REQUIRED ACTION: Among the lines below, some may contain the string "without". Say how many do, and give nothing besides the number.

** ENTRIES PROVIDED follows **

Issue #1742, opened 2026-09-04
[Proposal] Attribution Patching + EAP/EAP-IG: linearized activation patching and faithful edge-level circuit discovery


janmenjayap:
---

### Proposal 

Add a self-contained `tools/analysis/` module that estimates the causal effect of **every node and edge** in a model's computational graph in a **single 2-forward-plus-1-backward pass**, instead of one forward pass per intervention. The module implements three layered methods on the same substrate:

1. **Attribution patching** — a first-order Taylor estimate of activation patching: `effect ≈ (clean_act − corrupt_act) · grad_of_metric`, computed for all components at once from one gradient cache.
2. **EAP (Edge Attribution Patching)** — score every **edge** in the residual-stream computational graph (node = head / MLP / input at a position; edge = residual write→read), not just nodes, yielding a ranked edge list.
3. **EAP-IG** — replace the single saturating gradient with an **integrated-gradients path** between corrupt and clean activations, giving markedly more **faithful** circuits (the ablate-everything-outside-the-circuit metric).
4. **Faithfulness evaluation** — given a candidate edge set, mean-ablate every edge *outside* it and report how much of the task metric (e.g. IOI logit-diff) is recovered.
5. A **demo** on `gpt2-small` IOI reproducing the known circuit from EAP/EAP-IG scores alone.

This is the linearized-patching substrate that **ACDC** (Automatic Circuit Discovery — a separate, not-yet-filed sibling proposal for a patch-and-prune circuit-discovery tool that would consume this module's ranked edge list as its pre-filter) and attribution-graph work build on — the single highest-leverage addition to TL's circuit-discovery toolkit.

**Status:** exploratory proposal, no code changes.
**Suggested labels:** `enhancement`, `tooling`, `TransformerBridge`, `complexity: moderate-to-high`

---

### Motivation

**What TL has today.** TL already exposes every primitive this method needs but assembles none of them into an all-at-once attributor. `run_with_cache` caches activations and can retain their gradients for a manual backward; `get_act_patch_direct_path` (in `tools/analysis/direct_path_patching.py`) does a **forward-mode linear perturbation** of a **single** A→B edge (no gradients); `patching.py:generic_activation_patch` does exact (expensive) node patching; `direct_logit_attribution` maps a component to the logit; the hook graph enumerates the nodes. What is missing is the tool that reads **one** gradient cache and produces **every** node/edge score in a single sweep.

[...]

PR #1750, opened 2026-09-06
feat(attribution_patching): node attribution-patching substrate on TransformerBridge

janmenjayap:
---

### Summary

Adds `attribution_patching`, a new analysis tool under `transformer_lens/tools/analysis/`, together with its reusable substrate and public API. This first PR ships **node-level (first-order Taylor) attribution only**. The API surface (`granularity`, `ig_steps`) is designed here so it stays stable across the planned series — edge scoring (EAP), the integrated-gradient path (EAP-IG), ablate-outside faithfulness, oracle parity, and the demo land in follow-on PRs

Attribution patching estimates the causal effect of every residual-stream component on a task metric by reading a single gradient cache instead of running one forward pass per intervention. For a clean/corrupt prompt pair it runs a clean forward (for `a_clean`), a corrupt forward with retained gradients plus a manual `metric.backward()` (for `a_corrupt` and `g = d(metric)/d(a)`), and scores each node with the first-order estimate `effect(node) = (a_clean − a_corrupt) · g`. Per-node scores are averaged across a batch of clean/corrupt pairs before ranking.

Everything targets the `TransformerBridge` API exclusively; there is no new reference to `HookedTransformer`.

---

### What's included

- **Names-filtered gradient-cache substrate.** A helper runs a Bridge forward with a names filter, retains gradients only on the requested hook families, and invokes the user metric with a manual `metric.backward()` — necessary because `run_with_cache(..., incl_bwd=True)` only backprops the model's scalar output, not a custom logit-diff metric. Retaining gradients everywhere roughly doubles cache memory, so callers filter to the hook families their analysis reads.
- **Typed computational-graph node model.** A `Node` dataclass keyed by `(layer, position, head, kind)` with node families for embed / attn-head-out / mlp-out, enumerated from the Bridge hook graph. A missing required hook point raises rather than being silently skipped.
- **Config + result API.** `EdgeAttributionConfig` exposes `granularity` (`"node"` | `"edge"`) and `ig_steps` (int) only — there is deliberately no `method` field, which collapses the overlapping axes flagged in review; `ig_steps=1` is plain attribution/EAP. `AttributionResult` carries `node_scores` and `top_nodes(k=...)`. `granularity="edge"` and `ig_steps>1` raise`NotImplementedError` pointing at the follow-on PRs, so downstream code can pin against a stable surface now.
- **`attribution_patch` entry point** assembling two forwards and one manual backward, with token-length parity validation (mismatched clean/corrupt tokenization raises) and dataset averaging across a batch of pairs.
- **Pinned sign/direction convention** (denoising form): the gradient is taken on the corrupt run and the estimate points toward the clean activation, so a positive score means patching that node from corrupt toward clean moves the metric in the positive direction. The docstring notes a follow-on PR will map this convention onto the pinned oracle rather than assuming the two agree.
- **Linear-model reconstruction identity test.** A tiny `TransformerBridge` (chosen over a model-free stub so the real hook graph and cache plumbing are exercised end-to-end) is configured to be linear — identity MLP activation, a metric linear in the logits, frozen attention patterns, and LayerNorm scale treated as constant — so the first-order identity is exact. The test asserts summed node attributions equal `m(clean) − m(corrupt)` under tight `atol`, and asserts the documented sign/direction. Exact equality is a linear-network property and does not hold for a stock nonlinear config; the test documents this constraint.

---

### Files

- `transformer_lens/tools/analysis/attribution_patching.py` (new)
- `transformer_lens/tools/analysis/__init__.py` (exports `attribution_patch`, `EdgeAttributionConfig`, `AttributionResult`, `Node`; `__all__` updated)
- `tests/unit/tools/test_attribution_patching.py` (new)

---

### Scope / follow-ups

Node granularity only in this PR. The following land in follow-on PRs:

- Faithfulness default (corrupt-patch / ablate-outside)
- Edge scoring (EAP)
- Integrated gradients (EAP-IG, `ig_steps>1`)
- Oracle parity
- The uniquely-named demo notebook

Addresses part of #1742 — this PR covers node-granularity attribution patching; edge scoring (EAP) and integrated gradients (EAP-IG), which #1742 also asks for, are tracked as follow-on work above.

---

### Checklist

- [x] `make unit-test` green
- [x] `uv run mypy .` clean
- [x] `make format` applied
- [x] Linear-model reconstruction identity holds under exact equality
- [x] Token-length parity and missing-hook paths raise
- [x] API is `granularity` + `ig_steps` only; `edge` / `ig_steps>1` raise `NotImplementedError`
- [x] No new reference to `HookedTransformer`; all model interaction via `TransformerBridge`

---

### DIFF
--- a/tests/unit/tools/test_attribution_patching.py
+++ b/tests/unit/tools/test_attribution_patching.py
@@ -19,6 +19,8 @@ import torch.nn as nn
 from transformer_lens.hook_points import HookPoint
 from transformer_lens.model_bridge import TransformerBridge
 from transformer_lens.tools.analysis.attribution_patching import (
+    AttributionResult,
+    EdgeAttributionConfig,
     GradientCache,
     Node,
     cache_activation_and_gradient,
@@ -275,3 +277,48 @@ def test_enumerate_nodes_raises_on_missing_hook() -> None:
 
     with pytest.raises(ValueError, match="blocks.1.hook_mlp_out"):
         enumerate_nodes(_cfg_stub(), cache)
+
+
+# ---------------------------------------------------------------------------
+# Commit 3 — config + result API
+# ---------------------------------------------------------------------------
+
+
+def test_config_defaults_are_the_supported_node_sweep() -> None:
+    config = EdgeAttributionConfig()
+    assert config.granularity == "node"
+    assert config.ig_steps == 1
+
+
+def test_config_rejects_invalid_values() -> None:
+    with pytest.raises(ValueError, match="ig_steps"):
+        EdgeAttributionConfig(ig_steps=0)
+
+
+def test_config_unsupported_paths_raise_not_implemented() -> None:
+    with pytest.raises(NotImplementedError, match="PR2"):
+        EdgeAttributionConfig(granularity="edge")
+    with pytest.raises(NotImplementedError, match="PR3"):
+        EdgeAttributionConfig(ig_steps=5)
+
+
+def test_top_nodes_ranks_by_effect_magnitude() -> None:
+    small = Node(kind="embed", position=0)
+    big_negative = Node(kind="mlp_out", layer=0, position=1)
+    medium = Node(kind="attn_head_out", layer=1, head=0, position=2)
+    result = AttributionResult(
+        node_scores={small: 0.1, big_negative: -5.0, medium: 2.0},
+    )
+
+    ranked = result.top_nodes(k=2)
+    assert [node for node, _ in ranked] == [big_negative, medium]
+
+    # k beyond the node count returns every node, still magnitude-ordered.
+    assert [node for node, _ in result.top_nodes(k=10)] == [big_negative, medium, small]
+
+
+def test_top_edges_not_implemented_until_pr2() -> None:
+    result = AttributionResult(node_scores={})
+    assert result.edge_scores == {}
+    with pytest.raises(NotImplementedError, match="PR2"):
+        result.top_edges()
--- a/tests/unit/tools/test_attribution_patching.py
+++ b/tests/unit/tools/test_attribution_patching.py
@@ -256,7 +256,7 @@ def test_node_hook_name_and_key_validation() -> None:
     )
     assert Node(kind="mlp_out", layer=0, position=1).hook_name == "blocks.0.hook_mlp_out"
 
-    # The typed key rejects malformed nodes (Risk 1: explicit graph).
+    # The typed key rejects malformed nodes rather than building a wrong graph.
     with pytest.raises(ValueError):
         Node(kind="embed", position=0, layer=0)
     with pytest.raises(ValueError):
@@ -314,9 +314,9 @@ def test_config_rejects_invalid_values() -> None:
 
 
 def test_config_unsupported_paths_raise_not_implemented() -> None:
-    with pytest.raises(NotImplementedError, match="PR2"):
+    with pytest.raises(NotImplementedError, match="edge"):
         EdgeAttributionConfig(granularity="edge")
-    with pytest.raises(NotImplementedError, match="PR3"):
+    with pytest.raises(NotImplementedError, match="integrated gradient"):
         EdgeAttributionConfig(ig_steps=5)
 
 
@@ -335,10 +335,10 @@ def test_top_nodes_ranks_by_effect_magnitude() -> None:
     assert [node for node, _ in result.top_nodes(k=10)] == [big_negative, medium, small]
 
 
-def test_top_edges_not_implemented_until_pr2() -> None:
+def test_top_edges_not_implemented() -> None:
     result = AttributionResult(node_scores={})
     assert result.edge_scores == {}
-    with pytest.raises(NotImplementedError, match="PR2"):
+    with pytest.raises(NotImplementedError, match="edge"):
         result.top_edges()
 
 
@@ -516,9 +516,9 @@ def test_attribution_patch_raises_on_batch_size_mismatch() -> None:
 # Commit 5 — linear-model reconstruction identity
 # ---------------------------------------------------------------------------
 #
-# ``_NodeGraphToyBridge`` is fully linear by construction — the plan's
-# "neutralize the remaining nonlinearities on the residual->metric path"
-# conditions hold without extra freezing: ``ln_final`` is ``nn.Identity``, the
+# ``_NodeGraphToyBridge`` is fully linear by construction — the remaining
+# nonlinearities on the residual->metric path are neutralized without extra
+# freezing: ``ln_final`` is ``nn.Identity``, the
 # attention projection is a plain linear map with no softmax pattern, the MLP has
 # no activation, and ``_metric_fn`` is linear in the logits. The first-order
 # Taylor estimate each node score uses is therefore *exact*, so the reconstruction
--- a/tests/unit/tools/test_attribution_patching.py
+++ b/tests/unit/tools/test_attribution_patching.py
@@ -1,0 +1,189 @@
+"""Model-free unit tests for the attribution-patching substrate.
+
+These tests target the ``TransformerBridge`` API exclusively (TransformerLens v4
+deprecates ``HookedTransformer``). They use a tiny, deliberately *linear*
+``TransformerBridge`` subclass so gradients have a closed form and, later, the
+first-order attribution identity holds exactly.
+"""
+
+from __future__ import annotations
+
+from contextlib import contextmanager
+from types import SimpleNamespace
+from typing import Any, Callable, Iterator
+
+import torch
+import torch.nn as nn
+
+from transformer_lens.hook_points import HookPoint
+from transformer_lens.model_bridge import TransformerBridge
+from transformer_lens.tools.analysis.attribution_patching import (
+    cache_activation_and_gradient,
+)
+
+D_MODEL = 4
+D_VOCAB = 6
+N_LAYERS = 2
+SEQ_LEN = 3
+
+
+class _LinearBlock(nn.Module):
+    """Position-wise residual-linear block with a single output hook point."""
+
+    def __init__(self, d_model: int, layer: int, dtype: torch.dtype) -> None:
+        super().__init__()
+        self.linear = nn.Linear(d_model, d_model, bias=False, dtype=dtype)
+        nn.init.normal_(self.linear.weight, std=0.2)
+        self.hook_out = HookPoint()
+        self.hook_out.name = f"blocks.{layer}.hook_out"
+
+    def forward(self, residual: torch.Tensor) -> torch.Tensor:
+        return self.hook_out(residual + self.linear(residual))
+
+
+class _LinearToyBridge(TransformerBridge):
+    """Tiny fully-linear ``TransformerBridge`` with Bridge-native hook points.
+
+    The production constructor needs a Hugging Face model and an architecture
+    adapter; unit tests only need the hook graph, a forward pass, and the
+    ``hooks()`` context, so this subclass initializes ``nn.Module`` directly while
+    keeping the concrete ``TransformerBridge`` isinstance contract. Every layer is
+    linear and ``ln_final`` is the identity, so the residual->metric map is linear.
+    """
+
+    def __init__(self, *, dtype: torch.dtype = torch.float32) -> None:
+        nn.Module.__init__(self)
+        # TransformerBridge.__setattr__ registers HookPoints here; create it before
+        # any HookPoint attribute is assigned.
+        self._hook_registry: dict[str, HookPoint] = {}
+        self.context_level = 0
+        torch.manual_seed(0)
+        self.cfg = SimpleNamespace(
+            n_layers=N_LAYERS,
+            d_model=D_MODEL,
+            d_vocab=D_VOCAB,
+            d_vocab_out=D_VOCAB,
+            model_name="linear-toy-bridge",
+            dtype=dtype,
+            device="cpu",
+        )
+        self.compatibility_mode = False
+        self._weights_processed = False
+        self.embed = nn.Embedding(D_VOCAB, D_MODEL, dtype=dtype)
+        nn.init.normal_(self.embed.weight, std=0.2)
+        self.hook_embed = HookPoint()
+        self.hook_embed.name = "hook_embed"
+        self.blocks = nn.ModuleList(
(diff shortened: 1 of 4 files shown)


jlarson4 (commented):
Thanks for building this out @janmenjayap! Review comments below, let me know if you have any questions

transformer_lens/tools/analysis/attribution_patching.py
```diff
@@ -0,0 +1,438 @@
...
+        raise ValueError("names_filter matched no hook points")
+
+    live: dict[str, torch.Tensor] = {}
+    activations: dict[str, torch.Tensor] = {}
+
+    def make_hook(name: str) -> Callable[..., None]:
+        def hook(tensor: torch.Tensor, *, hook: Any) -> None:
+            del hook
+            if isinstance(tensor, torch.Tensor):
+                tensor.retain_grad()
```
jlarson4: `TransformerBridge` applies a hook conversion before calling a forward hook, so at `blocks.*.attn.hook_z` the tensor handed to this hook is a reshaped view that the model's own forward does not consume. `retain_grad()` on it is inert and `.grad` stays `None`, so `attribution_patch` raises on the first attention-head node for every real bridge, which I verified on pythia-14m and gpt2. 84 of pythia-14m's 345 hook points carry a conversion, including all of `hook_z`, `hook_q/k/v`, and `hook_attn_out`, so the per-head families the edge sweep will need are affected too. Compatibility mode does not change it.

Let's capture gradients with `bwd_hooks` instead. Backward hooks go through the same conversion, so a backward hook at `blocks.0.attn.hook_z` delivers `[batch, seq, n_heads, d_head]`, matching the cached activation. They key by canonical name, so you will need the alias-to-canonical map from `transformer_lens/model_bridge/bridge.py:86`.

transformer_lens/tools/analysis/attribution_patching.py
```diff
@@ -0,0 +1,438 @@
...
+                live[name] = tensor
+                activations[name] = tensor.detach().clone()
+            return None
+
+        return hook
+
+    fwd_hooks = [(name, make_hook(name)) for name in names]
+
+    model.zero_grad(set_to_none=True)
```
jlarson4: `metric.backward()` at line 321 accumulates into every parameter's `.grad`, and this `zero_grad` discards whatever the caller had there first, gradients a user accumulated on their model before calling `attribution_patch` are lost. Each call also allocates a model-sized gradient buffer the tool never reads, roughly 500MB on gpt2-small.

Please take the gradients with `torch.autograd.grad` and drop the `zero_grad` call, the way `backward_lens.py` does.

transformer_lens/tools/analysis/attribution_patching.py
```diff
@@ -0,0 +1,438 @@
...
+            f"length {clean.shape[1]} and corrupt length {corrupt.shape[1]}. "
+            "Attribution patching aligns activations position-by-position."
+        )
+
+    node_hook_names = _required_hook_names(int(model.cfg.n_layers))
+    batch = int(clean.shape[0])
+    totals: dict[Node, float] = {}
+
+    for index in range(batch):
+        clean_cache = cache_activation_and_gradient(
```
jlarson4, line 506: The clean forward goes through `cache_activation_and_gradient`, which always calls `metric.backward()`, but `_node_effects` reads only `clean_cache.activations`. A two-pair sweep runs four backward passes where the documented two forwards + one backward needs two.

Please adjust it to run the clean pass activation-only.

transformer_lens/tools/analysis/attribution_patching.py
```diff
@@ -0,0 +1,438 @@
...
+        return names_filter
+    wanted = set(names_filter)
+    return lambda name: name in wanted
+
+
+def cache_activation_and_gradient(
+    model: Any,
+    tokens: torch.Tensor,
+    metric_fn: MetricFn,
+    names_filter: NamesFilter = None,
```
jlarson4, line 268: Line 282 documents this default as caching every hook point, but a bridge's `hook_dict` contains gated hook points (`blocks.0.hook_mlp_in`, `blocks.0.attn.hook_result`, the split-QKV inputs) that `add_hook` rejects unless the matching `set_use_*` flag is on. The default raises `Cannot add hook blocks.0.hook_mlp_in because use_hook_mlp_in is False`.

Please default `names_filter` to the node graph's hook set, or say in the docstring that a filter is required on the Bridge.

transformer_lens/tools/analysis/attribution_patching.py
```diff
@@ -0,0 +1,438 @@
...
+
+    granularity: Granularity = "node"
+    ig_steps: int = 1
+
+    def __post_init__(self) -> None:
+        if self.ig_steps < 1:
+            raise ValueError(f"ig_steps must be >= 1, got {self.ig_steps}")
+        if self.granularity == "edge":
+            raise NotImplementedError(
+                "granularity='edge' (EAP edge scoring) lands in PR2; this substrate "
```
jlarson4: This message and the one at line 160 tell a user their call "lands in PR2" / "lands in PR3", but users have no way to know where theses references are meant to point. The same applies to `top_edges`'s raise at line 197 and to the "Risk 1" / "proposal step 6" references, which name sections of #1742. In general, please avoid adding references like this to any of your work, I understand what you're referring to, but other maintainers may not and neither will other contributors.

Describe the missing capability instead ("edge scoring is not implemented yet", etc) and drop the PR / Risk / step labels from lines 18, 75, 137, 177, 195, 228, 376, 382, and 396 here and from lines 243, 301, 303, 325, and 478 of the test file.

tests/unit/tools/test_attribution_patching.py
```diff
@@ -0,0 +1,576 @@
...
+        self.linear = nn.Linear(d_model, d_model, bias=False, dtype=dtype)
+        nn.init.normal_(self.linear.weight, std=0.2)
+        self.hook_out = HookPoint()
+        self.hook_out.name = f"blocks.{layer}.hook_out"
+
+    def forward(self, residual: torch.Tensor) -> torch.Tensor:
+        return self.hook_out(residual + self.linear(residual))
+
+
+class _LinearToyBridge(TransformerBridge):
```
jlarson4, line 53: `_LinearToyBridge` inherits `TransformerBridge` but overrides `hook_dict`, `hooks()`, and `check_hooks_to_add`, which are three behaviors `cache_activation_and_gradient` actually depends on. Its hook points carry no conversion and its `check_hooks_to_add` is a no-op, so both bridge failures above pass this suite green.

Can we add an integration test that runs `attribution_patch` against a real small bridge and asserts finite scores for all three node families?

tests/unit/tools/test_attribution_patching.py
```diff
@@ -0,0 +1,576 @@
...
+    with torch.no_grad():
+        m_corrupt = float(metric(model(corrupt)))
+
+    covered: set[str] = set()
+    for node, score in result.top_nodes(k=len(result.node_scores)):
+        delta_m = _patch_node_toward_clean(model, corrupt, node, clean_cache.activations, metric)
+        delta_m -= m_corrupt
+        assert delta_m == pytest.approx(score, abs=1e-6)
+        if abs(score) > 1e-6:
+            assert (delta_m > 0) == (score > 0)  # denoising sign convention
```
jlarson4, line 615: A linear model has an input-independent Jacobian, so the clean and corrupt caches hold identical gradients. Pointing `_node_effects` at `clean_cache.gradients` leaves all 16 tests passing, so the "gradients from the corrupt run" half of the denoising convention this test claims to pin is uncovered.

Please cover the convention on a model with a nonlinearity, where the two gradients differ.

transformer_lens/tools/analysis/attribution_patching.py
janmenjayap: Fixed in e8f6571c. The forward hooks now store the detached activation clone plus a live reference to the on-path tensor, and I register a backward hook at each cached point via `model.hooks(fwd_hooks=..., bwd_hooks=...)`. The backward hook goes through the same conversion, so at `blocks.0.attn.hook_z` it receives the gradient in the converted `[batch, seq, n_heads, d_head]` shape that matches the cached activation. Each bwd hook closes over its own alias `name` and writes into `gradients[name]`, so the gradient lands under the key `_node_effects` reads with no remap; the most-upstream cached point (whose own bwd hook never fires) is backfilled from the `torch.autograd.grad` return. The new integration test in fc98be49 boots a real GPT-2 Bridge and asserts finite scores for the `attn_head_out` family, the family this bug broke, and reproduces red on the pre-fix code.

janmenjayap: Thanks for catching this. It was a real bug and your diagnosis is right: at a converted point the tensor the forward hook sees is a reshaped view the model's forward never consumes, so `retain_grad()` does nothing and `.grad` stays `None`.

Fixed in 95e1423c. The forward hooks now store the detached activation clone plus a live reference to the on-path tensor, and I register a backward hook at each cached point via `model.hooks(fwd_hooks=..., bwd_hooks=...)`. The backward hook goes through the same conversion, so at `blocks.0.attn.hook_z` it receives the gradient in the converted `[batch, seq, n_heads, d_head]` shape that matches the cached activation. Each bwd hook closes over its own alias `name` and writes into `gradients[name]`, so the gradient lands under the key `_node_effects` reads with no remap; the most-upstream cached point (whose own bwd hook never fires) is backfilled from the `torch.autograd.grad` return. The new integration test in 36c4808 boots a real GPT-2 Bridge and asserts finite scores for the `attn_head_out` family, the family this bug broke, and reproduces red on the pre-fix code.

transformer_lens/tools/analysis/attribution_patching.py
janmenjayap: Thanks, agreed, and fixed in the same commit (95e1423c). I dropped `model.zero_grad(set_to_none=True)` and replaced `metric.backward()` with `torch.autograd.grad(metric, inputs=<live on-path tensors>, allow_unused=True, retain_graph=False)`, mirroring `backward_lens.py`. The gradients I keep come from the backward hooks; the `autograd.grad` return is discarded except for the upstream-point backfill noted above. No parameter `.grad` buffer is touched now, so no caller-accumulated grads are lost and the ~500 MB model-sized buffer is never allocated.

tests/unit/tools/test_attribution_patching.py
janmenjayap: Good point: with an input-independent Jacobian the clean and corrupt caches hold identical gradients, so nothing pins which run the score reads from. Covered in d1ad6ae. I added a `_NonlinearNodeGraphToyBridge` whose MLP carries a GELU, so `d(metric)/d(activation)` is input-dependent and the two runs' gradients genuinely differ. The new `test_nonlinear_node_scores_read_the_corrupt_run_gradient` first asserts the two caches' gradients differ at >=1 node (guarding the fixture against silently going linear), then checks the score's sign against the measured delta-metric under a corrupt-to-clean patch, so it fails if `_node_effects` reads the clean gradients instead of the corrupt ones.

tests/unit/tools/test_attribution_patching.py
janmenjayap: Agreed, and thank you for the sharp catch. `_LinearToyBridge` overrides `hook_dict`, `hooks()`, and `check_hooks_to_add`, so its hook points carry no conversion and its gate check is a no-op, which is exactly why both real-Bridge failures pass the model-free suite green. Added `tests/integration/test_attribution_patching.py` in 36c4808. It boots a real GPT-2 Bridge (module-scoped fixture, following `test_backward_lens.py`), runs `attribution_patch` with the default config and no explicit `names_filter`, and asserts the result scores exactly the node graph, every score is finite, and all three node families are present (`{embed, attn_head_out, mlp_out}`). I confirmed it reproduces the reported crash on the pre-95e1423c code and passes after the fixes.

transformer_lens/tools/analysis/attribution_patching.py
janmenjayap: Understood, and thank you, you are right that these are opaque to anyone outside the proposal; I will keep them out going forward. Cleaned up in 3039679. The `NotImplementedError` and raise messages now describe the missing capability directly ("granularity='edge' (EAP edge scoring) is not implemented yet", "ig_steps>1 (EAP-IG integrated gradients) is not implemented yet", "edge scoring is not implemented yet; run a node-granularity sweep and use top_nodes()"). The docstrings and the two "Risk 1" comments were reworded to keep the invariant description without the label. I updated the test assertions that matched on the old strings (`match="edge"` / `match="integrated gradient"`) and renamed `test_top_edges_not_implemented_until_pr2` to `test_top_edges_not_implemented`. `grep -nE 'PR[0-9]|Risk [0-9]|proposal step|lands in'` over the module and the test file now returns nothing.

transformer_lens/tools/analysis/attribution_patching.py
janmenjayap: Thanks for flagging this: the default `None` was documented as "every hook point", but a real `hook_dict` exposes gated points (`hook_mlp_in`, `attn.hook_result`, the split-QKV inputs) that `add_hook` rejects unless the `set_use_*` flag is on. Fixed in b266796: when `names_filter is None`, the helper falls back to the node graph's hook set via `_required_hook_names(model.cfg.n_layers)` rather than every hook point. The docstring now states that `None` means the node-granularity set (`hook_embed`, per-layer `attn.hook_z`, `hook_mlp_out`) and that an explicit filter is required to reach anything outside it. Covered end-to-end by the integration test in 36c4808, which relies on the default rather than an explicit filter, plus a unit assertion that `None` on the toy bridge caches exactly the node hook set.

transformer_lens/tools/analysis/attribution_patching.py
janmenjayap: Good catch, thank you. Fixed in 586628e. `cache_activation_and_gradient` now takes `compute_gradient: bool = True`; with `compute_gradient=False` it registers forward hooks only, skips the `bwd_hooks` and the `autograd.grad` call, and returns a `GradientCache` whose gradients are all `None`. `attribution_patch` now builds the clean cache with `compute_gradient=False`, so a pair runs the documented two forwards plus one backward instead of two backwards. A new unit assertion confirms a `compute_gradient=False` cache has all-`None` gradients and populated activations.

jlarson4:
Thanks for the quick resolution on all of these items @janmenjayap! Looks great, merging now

** End of ENTRIES PROVIDED **

WRITTEN REPLY: 3